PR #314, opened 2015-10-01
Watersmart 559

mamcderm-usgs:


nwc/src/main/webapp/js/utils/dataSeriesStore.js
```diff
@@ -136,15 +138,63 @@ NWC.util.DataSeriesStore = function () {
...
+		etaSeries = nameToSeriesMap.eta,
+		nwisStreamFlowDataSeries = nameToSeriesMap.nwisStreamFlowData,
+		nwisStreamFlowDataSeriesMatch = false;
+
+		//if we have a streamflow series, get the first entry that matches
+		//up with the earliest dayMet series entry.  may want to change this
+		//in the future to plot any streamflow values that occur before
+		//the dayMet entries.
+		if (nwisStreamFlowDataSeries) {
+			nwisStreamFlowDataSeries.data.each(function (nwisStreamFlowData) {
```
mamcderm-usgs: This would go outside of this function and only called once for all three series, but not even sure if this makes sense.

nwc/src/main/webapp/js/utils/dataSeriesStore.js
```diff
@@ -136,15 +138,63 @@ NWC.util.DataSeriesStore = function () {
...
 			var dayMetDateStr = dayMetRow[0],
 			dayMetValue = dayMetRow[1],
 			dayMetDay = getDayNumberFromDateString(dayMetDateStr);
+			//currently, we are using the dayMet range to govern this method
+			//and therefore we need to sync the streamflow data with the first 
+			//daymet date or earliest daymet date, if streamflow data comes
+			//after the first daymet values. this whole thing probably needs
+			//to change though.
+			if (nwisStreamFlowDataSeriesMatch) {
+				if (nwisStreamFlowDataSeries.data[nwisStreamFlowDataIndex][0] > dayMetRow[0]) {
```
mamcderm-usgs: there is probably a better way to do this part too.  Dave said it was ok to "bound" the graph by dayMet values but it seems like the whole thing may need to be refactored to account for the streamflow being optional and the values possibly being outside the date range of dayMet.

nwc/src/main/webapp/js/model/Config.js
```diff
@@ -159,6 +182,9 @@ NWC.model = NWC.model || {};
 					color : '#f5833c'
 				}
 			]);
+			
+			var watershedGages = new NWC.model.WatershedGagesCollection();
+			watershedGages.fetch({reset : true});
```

* _EXERCISE GOAL_: Each record should be transcribed exactly as it was written.

* _RESULT_:
PR #314, opened 2015-10-01
Watersmart 559

mamcderm-usgs:


nwc/src/main/webapp/js/utils/dataSeriesStore.js
```diff
@@ -136,15 +138,63 @@ NWC.util.DataSeriesStore = function () {
...
+		etaSeries = nameToSeriesMap.eta,
+		nwisStreamFlowDataSeries = nameToSeriesMap.nwisStreamFlowData,
+		nwisStreamFlowDataSeriesMatch = false;
+
+		//if we have a streamflow series, get the first entry that matches
+		//up with the earliest dayMet series entry.  may want to change this
+		//in the future to plot any streamflow values that occur before
+		//the dayMet entries.
+		if (nwisStreamFlowDataSeries) {
+			nwisStreamFlowDataSeries.data.each(function (nwisStreamFlowData) {
```
mamcderm-usgs: This would go outside of this function and only called once for all three series, but not even sure if this makes sense.

nwc/src/main/webapp/js/utils/dataSeriesStore.js
```diff
@@ -136,15 +138,63 @@ NWC.util.DataSeriesStore = function () {
...
 			var dayMetDateStr = dayMetRow[0],
 			dayMetValue = dayMetRow[1],
 			dayMetDay = getDayNumberFromDateString(dayMetDateStr);
+			//currently, we are using the dayMet range to govern this method
+			//and therefore we need to sync the streamflow data with the first 
+			//daymet date or earliest daymet date, if streamflow data comes
+			//after the first daymet values. this whole thing probably needs
+			//to change though.
+			if (nwisStreamFlowDataSeriesMatch) {
+				if (nwisStreamFlowDataSeries.data[nwisStreamFlowDataIndex][0] > dayMetRow[0]) {
```
mamcderm-usgs: there is probably a better way to do this part too.  Dave said it was ok to "bound" the graph by dayMet values but it seems like the whole thing may need to be refactored to account for the streamflow being optional and the values possibly being outside the date range of dayMet.

nwc/src/main/webapp/js/model/Config.js
```diff
@@ -159,6 +182,9 @@ NWC.model = NWC.model || {};
 					color : '#f5833c'
 				}
 			]);
+			
+			var watershedGages = new NWC.model.WatershedGagesCollection();
+			watershedGages.fetch({reset : true});
```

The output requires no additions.